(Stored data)

=====

PR #2541, opened 2026-05-12
`trimesh.util`: fix typing errors and add missing annotations

jorenham:
This fixes most typing errors in `trimesh.util` (checked with pyrefly and basedpyright), and increases type coverage of this module to 100%, which in turn increases the total type coverage of `trimesh` by +3.38% (according to [typestats](https://jorenham.github.io/typestats/dashboard/report/#trimesh).

In one or two locations I made minor changes to the implementation to help type-checkers understand what's going on. These should not lead to different behavior, or at least, not when the functions in questiona re used correctly, that is. 

This also removes a `numpy.linalg.multidot`  implementation that was no longer needed, because the of the `numpy>=1.21`  requirement (see the relevant [numpy 1.21 docs](https://numpy.org/doc/1.21/reference/generated/numpy.linalg.multi_dot.html)).

### DIFF
--- a/trimesh/util.py
+++ b/trimesh/util.py
@@ -13,19 +13,82 @@ import time
 import uuid
 import warnings
 import zipfile
-from collections.abc import Mapping
+from collections.abc import (
+    Callable,
+    Collection,
+    Hashable,
+    Iterator,
+    Mapping,
+    MutableSet,
+    Sequence,
+)
 from copy import deepcopy
 from io import BytesIO, StringIO
+from typing import (
+    IO,
+    TYPE_CHECKING,
+    Any,
+    Final,
+    Literal,
+    TypeAlias,
+    TypedDict,
+    TypeGuard,
+    TypeVar,
+    cast,
+    overload,
+)
+
+if TYPE_CHECKING:
+    import rtree
+    from _typeshed import SizedBuffer, SupportsLenAndGetItem, SupportsRead, SupportsWrite
+    from typing_extensions import TypeIs
+
+    from trimesh.base import Trimesh
+    from trimesh.path import Path2D, Path3D
+
 
 import numpy as np
 
 from .iteration import chain
 
 # use our wrapped types for wider version compatibility
-from .typed import ArrayLike, Integer, Iterable, NDArray, float64
+from .typed import ArrayLike, Integer, Iterable, NDArray
+
+# type variables (not to be used outside of this module)
+_T = TypeVar("_T")
+_KT = TypeVar("_KT", bound=Hashable)
+_NonSequenceT = TypeVar("_NonSequenceT", bound=str | bytes | complex)
+_StrOrBytes = TypeVar("_StrOrBytes", bound=str | bytes)
+_ArrayT = TypeVar("_ArrayT", bound=NDArray[Any])
+_ShapeT = TypeVar("_ShapeT", bound=tuple[int, ...])
+_ScalarT = TypeVar("_ScalarT", bound=np.generic)
+_DTypeT = TypeVar("_DTypeT", bound=np.dtype[Any])
+_IntDTypeT = TypeVar("_IntDTypeT", bound=np.dtype[np.integer[Any]])
+
+# shape-typed ndarray aliases
+_VecI64: TypeAlias = np.ndarray[tuple[int], np.dtype[np.int64]]
+_VecF64: TypeAlias = np.ndarray[tuple[int], np.dtype[np.float64]]
+_MatI64: TypeAlias = np.ndarray[tuple[int, int], np.dtype[np.int64]]
+_MatF64: TypeAlias = np.ndarray[tuple[int, int], np.dtype[np.float64]]
+
+# typed mappings for `encode_array`
+
+
+class _EncodedArray(TypedDict):
+    dtype: str
+    shape: tuple[int, ...]
+
+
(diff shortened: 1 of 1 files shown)


mikedh:
Thanks for the PR!! 

I know it's going to substantially reduce the amount of possible type hint coverage we can add in the library, but I'd like to at least for now, avoid introducing a few of the more involved patterns like `if TYPE_CHECKING`, `overload`, and not introduce any stub or phantom (`_typeshed`) imports, and see how far we can get it with the `from .typed import Hint` and basic annotations in functions. 

It's pretty arbitrary but outside of that scope it's kind of a pain to edit in emacs for me, particularly the overload stuff. I'll play with it in a branch though, few quick questions:

- ` def is_file(obj: object) -> TypeGuard["SupportsRead[Any] | SupportsWrite[Any]"]:`
  - is there any case `-> bool` doesn't cover here?
  - why add an `object` type vs an `Any`, or no hint?
- the numpy types like `def vector_to_spherical(cartesian: ArrayLike) -> _MatF64:` why not just make the return type an `NDArray[float64]`?
- why not define the numpy types we need in `typed.py` and then re-use them in util?

jorenham:
> Thanks for the PR!!
> 
> I know it's going to substantially reduce the amount of possible type hint coverage we can add in the library, but I'd like to at least for now, avoid introducing a few of the more involved patterns like `if TYPE_CHECKING`, `overload`, and not introduce any stub or phantom (`_typeshed`) imports, and see how far we can get it with the `from .typed import Hint` and basic annotations in functions.

Not being able to use `if TYPE_CHECKING` means that we won't be able to use any of the typing features that have been introduced in later Python version using `typing_extensions` (unless we make `typing_extensions` a required dependency, that is). 

Not being able to use `overload` means that for functions with params such as `return_spam=False`, where the return type directly depends on a typable input parameter, are forced to return unions. This can be very annoying for downstream users to have to deal with, because type-checkers will require that you'll then handle each possible return type manually, even though it's already obvious (to the user) which type will be returned. That pain can be avoided by using some tactical `@overload`s here and there. 
But I fully agree that overloads are verbose and can be annoying to maintain. Using them sparingly sounds very reasonable to me. But I don't think that completely banning them is what's best for the users.

Not being able to use `_typeshed` should be no problem. Note, however, that this means that **we** will like have to redefine protocols that are already available in `_typeshed`. So I think that banning `_typeshed` will make it achieve the opposite of what you're going for; keeping the codebase nice and maintainable. 

> It's pretty arbitrary but outside of that scope it's kind of a pain to edit in emacs for me, particularly the overload stuff.

I had the feeling that the trimesh API is pretty stable at this point. So hopefully there's no *need* for you to have to touch them at all. And in case they actually have to be updated, just ping me and I'll do my best to help out (no hard promises though).

>  I'll play with it in a branch though, few quick questions:
> 
> * ` def is_file(obj: object) -> TypeGuard["SupportsRead[Any] | SupportsWrite[Any]"]:`
>   
>   * is there any case `-> bool` doesn't cover here?

The `TypeGuard` ensures that within a `if is_file(obj): ` branch type-checkers know that `obj` is of the specified type. In this case, that means that `obj` either has a `.read` or `.write` method. So without the `TypeGuard`, there will be no *type narrowing*. This often causes type checkers to complain if, within the `if is_file(obj):` pass `obj` to a function such as `def f(obj: SupportsRead[Any] | SupportsWrite[Any])`. This will often lead to situations where downstream users are forced to "state the obvious" by having to manually `typing.cast` the `obj` to the narrowed type themselves. Put differently: `TypeGuard` automatically `cast`s the value to the specified type if it evaluates to `True`.

>   * why add an `object` type vs an `Any`, or no hint?

`Any` is intrinsically type-unsafe, because `Any` be assigned to anything and everything is assignable to `Any`. The `object` type is not type-unsafe: `object` can **only** be assigned to `object` (and `Any`), not to e.g. `int`. 
So the general rule of thumb is to avoid `Any` if possible. So in case of input parameters that can accept anything, prefer `object` over `Any`, so that it's less likely to introduce bugs.

> * the numpy types like `def vector_to_spherical(cartesian: ArrayLike) -> _MatF64:` why not just make the return type an `NDArray[float64]`?

The shape of `NDArray[float64]` arrays is unknown, and behaves similar to `Any` (meaning it's type-unsafe). The `_MatF64` type includes the shape-type, `tuple[int, int]`, representing 2-d arrays. By being explicit about the type of the shapes, you give type-checkers additional information that they can (but don't have to) use to prevent users from making mistakes, such passing a 2-d array to a function that requires 1-d input.
Shapes of array can matter quite a bit at runtime, so it's almost always a good idea to explicitly specify these shape-types when you can. 
Last year I was working on shape-typing pretty much full time (through the NumPy fellowship program), so I could talk for hours about this haha. I guess that probably makes me look biased here, but the demand for shape-typing is very high (see e.g. https://github.com/numpy/numpy/issues/16544), which is why I was working on it in the first place.
Anyway, not trying to push this onto you or anything. I wouldn't mind going with plain old `NDArray`s if you really want me to; it's your library after all.

> * why not define the numpy types we need in `typed.py` and then re-use them in util?

That's not a bad idea. But won't that make it part of the public API? That's at least why I didn't do it before; since I didn't want to increase your API surface with my esoteric typing stuff. Especially if your not sure about if you actually want to keep using them.

But if you're indeed open to it, then I wouldn't mind deduping those type definitions by moving them into `typed.py`.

=====

Exercise:
Repeat, exactly as they stand above, the lines from the line with "- why not define" to the line with "But I fully", both lines included.

Exercise solution:
- why not define the numpy types we need in `typed.py` and then re-use them in util?

jorenham:
> Thanks for the PR!!
> 
> I know it's going to substantially reduce the amount of possible type hint coverage we can add in the library, but I'd like to at least for now, avoid introducing a few of the more involved patterns like `if TYPE_CHECKING`, `overload`, and not introduce any stub or phantom (`_typeshed`) imports, and see how far we can get it with the `from .typed import Hint` and basic annotations in functions.

Not being able to use `if TYPE_CHECKING` means that we won't be able to use any of the typing features that have been introduced in later Python version using `typing_extensions` (unless we make `typing_extensions` a required dependency, that is). 

Not being able to use `overload` means that for functions with params such as `return_spam=False`, where the return type directly depends on a typable input parameter, are forced to return unions. This can be very annoying for downstream users to have to deal with, because type-checkers will require that you'll then handle each possible return type manually, even though it's already obvious (to the user) which type will be returned. That pain can be avoided by using some tactical `@overload`s here and there. 
But I fully agree that overloads are verbose and can be annoying to maintain. Using them sparingly sounds very reasonable to me. But I don't think that completely banning them is what's best for the users.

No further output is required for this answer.